Todo ecosistema productivo condenado a combatir por un espacio de realización limitado en el que la productividad es sinónimo de una mejor captura del plusvalor es escalarmente inestable y tiende a la centralización. En ese sentido, la tendencia monopolística de nuestra geografía económica es la constatación material de que la coordinación y la planificación económica son netamente más eficientes que la organización competición-agencial de la producción. La prueba física de la naturaleza irracional de imponer institucionalmente el grado de atomización productivo-escalar suficiente como para garantizar una realidad competitiva horizontal dentro del mercado.

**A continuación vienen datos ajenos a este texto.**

Issue #2297, opened 2025-07-15
CI/tests: fonts SBL_Hbrw and AmiriQuran's addresses changed and now CI breaks


Omikhleia:
At this date, the CI pipelines for tests currently fail:

```
/usr/bin/curl -fsSL https://www.sbl-site.org/Fonts/SBL_Hbrw.ttf -o .fonts/SBL_Hbrw.ttf
curl: (22) The requested URL returned error: 404
```

This has notably been seen in PR #2294 and #2278 - esp. for the latter, impending further work on it.

I think the "new "URL for this font is now: https://www.sbl-site.org/wp-content/themes/basket/fonts/bib-fonts/SBL_Hbrw.ttf

Do these folks have a proper/stable way to distribute that font? Can we question why SILE's CI and tests may be using such a "weird" font, while there might be more stable alternatives, distributed in a more stable wyay?

Omikhleia:
FWIW, this font was introduced in 2019 via commit 399b31b085f397573e077d4cc3d83b998c30fb86

Omikhleia:
Now the CI also seems to break for font AmiriQuran (URL in the makefile is to https://github.com/alif-type/amiri/ which has no 0.113 version, has only one version, much more recent, actually contributed by @khaledhosny if I read that well. It seems to be a fork of https://github.com/aliftype/amiri which has more versions... EDIT: Note the slightly different name, confusing...) -- Same questions as above:
 
- Do these folks have a proper/stable way to distribute that font
- Can we question why SILE's CI and tests may be using such a font, while there might be more stable alternatives (?)
- Why is SILE's makefile referring to a fork? (or what changed?)

Omikhleia:
>  EDIT: Note the slightly different name, confusing...


And https://github.com/alif-type/amiri/ redirect to https://github.com/alicloud-sqa/amiri/ while  https://github.com/aliftype/amiri still exists.
Very messy... And frightening...

khaledhosny:
> > EDIT: Note the slightly different name, confusing...
> 
> And https://github.com/alif-type/amiri/ redirect to https://github.com/alicloud-sqa/amiri/ while https://github.com/aliftype/amiri still exists. Very messy... And frightening...

Very frightening indeed. I originally had the organization named `alif-type`, then I renamed it `aliftype`. Apparently github let someone create an `alif-type` organization again, and that person renamed it `alicloud-sqa` so `alif-type` now redirects to that.

alerque:
[...]

PR #2302, opened 2025-08-01
fix(math): Fix placement of math stretchable delimiters and accents

### LINKED ISSUE #2300: Vertical stretchable math delimiters aren't composed as they should
Dear math friends,

See https://github.com/alerque/polytype/issues/17 where this was found, with detailed examples.

Adding some debug:

Image

All boxes seem to have correct height and depth, and correct baselines.

What we see, however, is that the stretched delimiters are not placed where they should -- they are stretched to the right size actually, I would say, but end up offset compared to their target box.

My analysis so far leads to two points:
 - We pick the _closest_ delimiter in the glyph variants. It may be too short, rather than too big -- I'd perhaps question if this is the best choice when variants are available...
 - Then, and that's the most visible and important effect here, we use PDF-rescaling to match the expected height + depth, but that symmetric vertical rescaling can only be "naive" around the center of the glyph, while in a formula such as this one, the glyph would have to be asymmetric.

We _could_ compute a "better" offset to move a rescaled element in its intended box. This still wouldn't be totally right as it would move their middle point. This might not be "too" visible for parentheses and bar-like delimiters, but this would be quite problematic for elements such as curly braces.

Of course, the real solution would be to implement the glyph assembly logic properly (#2155), with different segments for the top and bottom parts so as to match the asymmetry of the intended height and depth. The PDF-rescaling trick was a quick solution, but it cannot work well with such asymmetric sub-formulas.

### LINKED ISSUE #2301: Incorrect placement of horizontally stretched math accents in justified lines
Accidentally noticed when checking solutions for #2300 -- just looking quickly (and not exhaustively yet) for possible impacts on my booklet _SILE and the Hydra of Maths_ -- but the problem was already in the original edition.

It's just slightly more visible here (with the last "attempt" on #2300, resulting in slightly scaled parentheses also raising the overline bar...), but it was still present and I just failed to notice it earlier...

Image

... And that overline bar is actually misplaced -- it should have been as MathJax renders it with the exact same formula (`\textstyle` added to switch to inline mode):

Image

**Minimal reproduction**

```
Inline $`\mathcal{L}_\phi=\overline{\left(\partial_\mu\phi\right)}\partial^\mu\phi-\frac{\mu\phi-m_h^2\left[\bar{\phi}\phi-\frac{\nu^2}{2}\right]^2}{2\nu^2}`

$`\mathcal{L}_\phi=\overline{(\partial_\mu\phi)}\partial^\mu\phi-\frac{\mu\phi-m_h^2[\bar{\phi}\phi-\frac{\nu^2}{2}]^2}{2\nu^2}`

Lorem ipsum dolor sit amet, consectetur adipiscing elit.
$`\mathcal{L}_\phi=\overline{\left(\partial_\mu\phi\right)}\partial^\mu\phi-\frac{\mu\phi-m_h^2\left[\bar{\phi}\phi-\frac{\nu^2}{2}\right]^2}{2\nu^2}`
Sedeiusmod tempor incididunt.

Lorem ipsum dolor sit amet, consectetur adipiscing elit.
$`\mathcal{L}_\phi=\overline{(\partial_\mu\phi)}\partial^\mu\phi-\frac{\mu\phi-m_h^2[\bar{\phi}\phi-\frac{\nu^2}{2}]^2}{2\nu^2}`
Sedeiusmod tempor incididunt.
```

Image

**Analysis**

 - It's correct when the line is short.
 - It's independent from `\left...\right` constructs being explicitly used or not
 - It occurs when the line is stretched or shrunk due to justification. The formula is also stretched or shrunk, everything seems at its intended place, except the accents.

   Image

**Solution**

It turns out there's just a missing scaling for the x position in the call to scaleFn() in method `elements.text:output`

```
SILE.outputter:scaleFn(x, y, xratio, yratio, function ()
```

Should have been:

```
SILE.outputter:scaleFn(scaleWidth(x, line), y, xratio, yratio, function ()
```

(Well, this `scaleWidth(x, line)` is invoked a few lines earlier, so could be stored in a variable of course, and just reused)

And hurray! This does fix too in my booklet some _slightly_ offset accents on p. 5 (formula above the table of contents), which I had noticed but did not understood at the time.

Omikhleia:
Closes #2300 

Closes #2301 

For #2300, it implements the solution presented in my last [comment](https://github.com/sile-typesetter/sile/issues/2300#issuecomment-3143855759)

CI tests are currently failing due to #2297 -- I have **not** checked whether some of the existing tests are affected or not.

What I _did_ check is:

 - The small scenario covering both formulas mentioned in the issues

   ```
   $$`\def{floor}{\lfloor #1 \rfloor}
   p_n = 1 + \sum_{i=1}^{2^n} \floor{(\frac{n}{\sum_{j=1}^i \floor{\cos^2(\pi \frac{(j-1)! + 1}{j})}})^{\frac{1}{n}}}`

   ---

   Inline $`\mathcal{L}_\phi=\overline{(\partial_\mu\phi)}\partial^\mu\phi-\frac{\mu\phi-m_h^2[\bar{\phi}\phi-\frac{\nu^2}{2}]^2}{2\nu^2}`

   Lorem ipsum dolor sit amet, consectetur adipiscing elit.
   $`\mathcal{L}_\phi=\overline{(\partial_\mu\phi)}\partial^\mu\phi-\frac{\mu\phi-m_h^2[\bar{\phi}\phi-\frac{\nu^2}{2}]^2}{2\nu^2}`
   Sedeiusmod tempor incididunt.
   ```

 - A decent set of formulas in my booklet _SILE and the Hydra of Maths_... It's easy to miss something at unexpected places, but a lot more formulas than I thought are actually affected, and as far as I can tell, they all look better, except maybe one (but LaTeX does seem to give a very similar result here, though we don't use the same exact table constructs).[^1]

[^1]: Aside note, if I ever want to re-edit that booklet, the change on vertical delimiters is most of the time subtle, but very visible at some places... Sadly, page breaks occur at different places now, and sometimes my nice "filler" illustrations or quotes would have to be moved here and there. :rofl:

### DIFF
--- a/packages/math/base-elements.lua
+++ b/packages/math/base-elements.lua
@@ -510,7 +510,12 @@ function elements.stackbox:shape ()
       -- Handle stretchy operators
       for _, elt in ipairs(self.children) do
          if elt:is_a(elements.text) and elt.kind == "operator" and SU.boolean(elt.stretchy, false) then
-            elt:_vertStretchyReshape(self.depth, self.height)
+            local stretched = elt:_vertStretchyReshape(self.depth, self.height)
+            if stretched then
+               -- Stretched elements may have altered height and depth
+               self.height = maxLength(self.height, elt.height)
+               self.depth = maxLength(self.depth, elt.depth)
+            end
          end
       end
       -- Set self.width
@@ -1249,10 +1254,16 @@ function elements.text:_vertStretchyReshape (depth, height)
       -- We only do it if the scaling logic found constructions on the vertical block axis.
       -- It's a dirty hack until we properly implement assembly of glyphs in the case we couldn't
       -- find a big enough variant.
-      self.vertExpectedSz = height + depth
-      self.vertScalingRatio = (depth + height):tonumber() / (self.height:tonumber() + self.depth:tonumber())
-      self.height = height
-      self.depth = depth
+      -- At output, We will peform a symmetric scaling of the glyphs, centered on the height axis.
+      local constants = self:getMathMetrics().constants
+      local scaleDown = self:getScaleDown()
+      local axisHeight = constants.axisHeight * scaleDown
+
+      local midSz = maxLength(height - axisHeight, depth + axisHeight)
+      self.vertScalingRatio = 2 * midSz:tonumber() / (self.height + self.depth):tonumber()
+      self.vertScalingOffset = self.height - (midSz + axisHeight) / self.vertScalingRatio
+      self.height = midSz + axisHeight
+      self.depth = midSz - axisHeight
    end
    return hasStretched
 end
@@ -1285,6 +1296,9 @@ function elements.text:output (x, y, line)
       compensatedY = SILE.types.length(y.length + self.value.items[1].depth - self.value.items[1].fontDepth)
    else
       compensatedY = y
+   end
+   if self.vertScalingOffset then
+      compensatedY = compensatedY + self.vertScalingOffset
    end
    local xs = scaleWidth(x, line) -- account for stretchability/shrinkability in line justification
    SILE.outputter:setCursor(xs, compensatedY.length)
--- a/packages/math/base-elements.lua
+++ b/packages/math/base-elements.lua
@@ -1286,7 +1286,8 @@ function elements.text:output (x, y, line)
    else
       compensatedY = y
    end
-   SILE.outputter:setCursor(scaleWidth(x, line), compensatedY.length)
+   local xs = scaleWidth(x, line) -- account for stretchability/shrinkability in line justification
+   SILE.outputter:setCursor(xs, compensatedY.length)
    SILE.outputter:setFont(self.font)
    -- There should be no stretch or shrink on the width of a text
    -- element.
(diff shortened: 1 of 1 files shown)


Omikhleia:
And when one knows what caused an issue, here on #2300 ...

It's hard not wondering how one could have missed it, and what could have been a real-world simple equation showing it...

image

```
$$`\left\lfloor \frac{\left\lfloor \frac{x}{m} \right\rfloor}{n} \right\rfloor = \left\lfloor \frac{x}{mn} \right\rfloor`
$$`\left\lceil  \frac{\left\lceil  \frac{x}{m} \right\rceil }{n} \right\rceil = \left\lceil \frac{x}{mn} \right\rceil`
```

And we are now in line with Typst here too, perhaps even better :cat: -- in Typst's case, the right-side equations do not seem to stretch perfectly, heh...

image

EDIT: I picked the LaTeX formulas on [Wikipedia](https://en.wikipedia.org/wiki/Floor_and_ceiling_functions#Nested_divisions), but of course here SILE wouldn't need the left...right constructs, so the above example may be simplified:

```
$$`\lfloor \frac{\lfloor \frac{x}{m} \rfloor}{n} \rfloor = \lfloor \frac{x}{mn} \rfloor`
$$`\lceil \frac{\lceil \frac{x}{m} \rceil}{n} \rceil = \lceil \frac{x}{mn} \rceil`
```

alerque (approved):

De crear esquemas productivos esencialmente duplicados cuyas simetrías satisfagan los ideales teóricos de una máxima cuya interpretación de la eficiencia no guarde relación alguna con nuestra capacidad de dar utilidad a nuestra realidad material.

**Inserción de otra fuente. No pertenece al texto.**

PR #2306, opened 2025-08-22
fix(math): Properly handle empty final line in TeX-like math tables w…

### LINKED ISSUE #2303: Lost content in some math table without final backslashes
Djot MWE:

```
$$`\table[columnalign=left left]{
  a & 1 \\
  b & 2 \\
}`{numbered=true}

$$`\table[columnalign=left left]{
a & 1 \\
b & 2
}`{numbered=true}

$$`\table[columnalign=left left]{
a & 1 \\
  & 2 }`{numbered=true}

$$`\table[columnalign=left left]{
a & 1 \\
  & 2 \\}`{numbered=true}
```

Image

In formula (3) lacking a final `\\`, the second line of the table disappeared. Formula (2} also lacked it, but note that the line is present.

At a glance, the second part of the comparison below seems wrong:

https://github.com/sile-typesetter/sile/blob/7002613c5a4443764f3fd92ba4005178a01bdc93/packages/math/texlike.lua#L171-L173

The preceding comment shows that the intent here was clearly to support an optional `\\` at the end of the sequence.

Removing that second part of the comparison makes all 4 formulas show all their lines, but then (1) and (4) have an extra empty row. It's easy to check by adding brackets `[` ... `]` around the table; these brackets are stretched vertically and are then bigger in these two formulas.

BTW. On that occasion, also note that `dim2_arg_inner` and  `dim2_arg` are actually defined twice -- Luacheck linting did not raised an error as it is disabled around such grammars.

This should be an easy fix -- I haven't dumped the content of the mathlists in `t` but I'd guess the code is just not checking the right thing.

Omikhleia:
…ithout losing content

Closes #2303 

```
$$`\table[columnalign=left left]{
  a & 1 \\
  b & 2 \\
}`{numbered=true}

$$`\table[columnalign=left left]{
  a & 1 \\
  b & 2
}`{numbered=true}

$$`\table[columnalign=left left]{
  a & 1 \\
    & 2 }`{numbered=true}

$$`\table[columnalign=left left]{
  a & 1 \\
    & 2 \\}`{numbered=true}
```

image

### DIFF
--- a/packages/math/texlike.lua
+++ b/packages/math/texlike.lua
@@ -150,28 +150,14 @@ local mathGrammar = function (_ENV)
          (P"}" + E("`}` expected"))
          ) / function (...)
             local t = {...}
-            -- Remove the last mathlist if empty. This way,
-            -- `inner1 \\ inner2 \\` is the same as `inner1 \\ inner2`.
-            if not t[#t][1] or not t[#t][1][1] then table.remove(t) end
+            local last = t[#t]
+            -- Remove the last element if empty:
+            -- So that `inner1 \\ inner2 \\` is the same as `inner1 \\ inner2`.
+            if #last == 0 or (#last == 1 and #last[#last] == 0) then
+               -- Empty mathlist, or mathlist containing a single empty mathlist.
+               table.remove(t)
+            end
             return pl.utils.unpack(t)
-         end
-
-   local dim2_arg_inner = Ct(V"mathlist" * (P"&" * V"mathlist")^0) /
-      function (t)
-         t.id = "mathlist"
-         return t
-      end
-   local dim2_arg =
-      Cg(P"{" *
-         dim2_arg_inner *
-         (P"\\\\" * dim2_arg_inner)^1 *
-         (P"}" + E("`}` expected"))
-         ) / function (...)
-         local t = {...}
-         -- Remove the last mathlist if empty. This way,
-         -- `inner1 \\ inner2 \\` is the same as `inner1 \\ inner2`.
-         if not t[#t][1] or not t[#t][1][1] then table.remove(t) end
-         return pl.utils.unpack(t)
          end
 
    -- TeX uses the regular asterisk (* = U+002A) in superscripts or subscript:


packages/math/texlike.lua
```diff
@@ -150,30 +150,16 @@ local mathGrammar = function (_ENV)
...
+            -- Remove the last element if empty:
+            -- So that `inner1 \\ inner2 \\` is the same as `inner1 \\ inner2`.
+            if #last == 0 or (#last == 1 and #last[#last] == 0) then
+               -- Empty mathlist, or mathlist containing a single empty mathlist.
+               table.remove(t)
+            end
             return pl.utils.unpack(t)
          end
 
-   local dim2_arg_inner = Ct(V"mathlist" * (P"&" * V"mathlist")^0) /
```
alerque, line 159: Is the removal of this block related to the commit here or an unrelated cleanup of unused code?

alerque (changes requested):
Possibly split commit or document better in the commit message how the code removal is related.

packages/math/texlike.lua
Omikhleia: As far as I can remember, it seems to be unused code, that was somehow related to that very logic (it has the same kind of comment "Remove the last mathlist if empty" and likewise a similarly broken logic). I assumed it was an early attempt, but I can't remember (now), whether I (then) tried to check its origin. I would consider it as co-related clean-up / refactor, but feel free to split the commits if you prefer !

alerque: Fair enough.

image

alerque (approved):

packages/math/texlike.lua
Omikhleia: Lol :heart: -- I know for sure I am not as wise as that old wizard.

Actually; I realize I had mentioned it in the issue (a bit lost in all my text):

> BTW. On that occasion, also note that `dim2_arg_inner` and `dim2_arg` are actually defined twice -- Luacheck linting did not raised an error as it is disabled around such grammars.

The `dim2_xxx` stuff is exactly what is patched above. Well the second declaration, obviously. No wonder they looked alike. Removing the duplicate declaration is indeed co-related to that issue.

En consecuencia, podemos decir que la conceptualización convencional de la eficiencia económica acaba contraponiendo inevitablemente un concepto de ineficiencia distribucional basado la capacidad de fijación de precios ante una noción de optimización centrada en la dinámica termodinámico-escalar material. Un paradigma neorrealista de naturaleza crematística frente a la función termodinámica entre la utilidad humana y la naturaleza. Lejos de constituir un detalle técnico sin importancia, esta fricción conceptual entre ambas interpretaciones de la eficiencia económica esconde mucho más que una evidente falacia de composición en la que se relaciona la maximización de una hipotética eficiencia «competitiva» agencial con una eficiencia productiva global –una economía perfectamente competitiva (agencialmente) no es perfectamente eficiente (materialmente), es perfectamente ineficiente-. Esta es una fractura interpretativa sobre la cual la visión material y la lógica monetaria pugnan por el dominio de la teleología de la disciplina económica. Un debate de una importancia sistémica y productiva de primer orden.

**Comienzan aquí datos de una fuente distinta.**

PR #483, opened 2022-01-06
OPERATOR-398: Adding px-repo integration test

zoxpx:
* adding negative (failed install w/o px-repo) + positive (fixed install w/ px-repo) tests
* adding `ValidateStorageClusterFailedEvents` that can validate "stuck" installation and check K8s events
* modified `validateStorageClusterPods` to take external "POD readyness" eval function

* this is an integration test for `px-repo` component  (will be productized w/ px-2.10.x)

Closes # OPERATOR-398

### DIFF
--- a/pkg/util/test/util.go
+++ b/pkg/util/test/util.go
@@ -403,7 +403,10 @@ func ValidateStorageCluster(
 	}
 
 	// Validate Portworx pods
-	if err = validateStorageClusterPods(clusterSpec, expectedPxNodeNameList, timeout, interval); err != nil {
+	podTestFn := func(pod v1.Pod) bool {
+		return coreops.Instance().IsPodReady(pod)
+	}
+	if err = validateStorageClusterPods(clusterSpec, expectedPxNodeNameList, timeout, interval, podTestFn); err != nil {
 		return err
 	}
 
@@ -651,10 +654,13 @@ func ValidateUninstallStorageCluster(
 	return nil
 }
 
+type podTestFnType func(pod v1.Pod) bool
+
 func validateStorageClusterPods(
 	clusterSpec *corev1.StorageCluster,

En esencia, la noción competitiva de la eficiencia constituye un paradigma teórico cuyo propósito sistémico consiste en imponer un límite escalar a nuestra economía. Un grado de productividad máximo por encima del cual la geografía productiva no puede aspirar a operar. En consecuencia, detrás de la máxima de la horizontalidad de precios no se esconde un altruista servicio al consumidor. Tras el ideal competitivo se esconde un sabotaje calculado del horizonte de la eficiencia manufacturera en el que la reproducción sistémica de la arquitectura política contemporánea resultaría político-materialmente imposible. La conceptualización de la eficiencia económica convencional es pues un instrumento teórico que blinda el dominio funcional de la clase social dirigente frente al progreso socio-económico de la humanidad.

(No tan) casualmente, el paradigma tradicional de la eficiencia económica impone un techo escalar competitivo bajo el cual únicamente puede sobrevivir y reproducirse en el tiempo el modelo de producción capitalista. Bajo el cual la fricción inter-capitales es el único modelo productivo posible dada nuestra estructura de organización social. Para exponer de manera sencilla la banda de productividad a la que nos condena dicho marco, resulta indispensable analizar primero el supuesto inverso al del monopolio. El supuesto en el que nuestra sociedad, manteniendo la estructura institucional actual, optara por organizarse en base a un marco productivo caracterizado por un grado escalar menor.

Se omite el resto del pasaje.